◆ **WHAT NEEDS TO BE DONE**
The answer is a number and nothing else: the count of lines in these entries containing the word "with".

(Stored items)
_ _ _ _ _
PR #547, opened 2019-04-04
ISSUE-548: Make compatible with Avro 1.9.0

### LINKED ISSUE #548: Make compatible with Avro 1.9.0
To provide flexibility to users, we should release a version of Registry which is compatible with both current Avro 1.8.2 and the upcoming version 1.9.0.

The work to get here is mostly in the form of ensuring we are not using methods that have been removed in the new version, and removing usages of shaded or transitive dependencies that were removed.

ivangreene:
Preparing for the upcoming release of Avro 1.9.0,
there are some methods and transitive dependencies
that have been removed.
Resolves #548 

~~This still needs some work regarding default values.
As of 1.8.x, Avro's Schema.Field class exposed
'defaultValue', returning a JsonNode. That method is
package private in 1.9.0-SNAPSHOT, in favor of defaultVal
returning an Object. In this instance, we have no way to
distinguish between 'null' as a default and a field having
no default at all.
So we need to figure out how to manage
these cases. We could try to squeeze in 'hasDefault' before
the new Avro release but we will be binary incompatible at
that point so we would need 2 registry builds for Avro 1.8.x
and 1.9.0.~~

Mostly false alarm on the above comment. I spent a bunch of time
setting up reflective junk to mitigate what I thought was
a problem but it turned out that `defaultVal()` returns
`JsonProperties.NULL_VALUE` when a field has a default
_ _ _ _ _
◆ **TASK SOLUTION**
3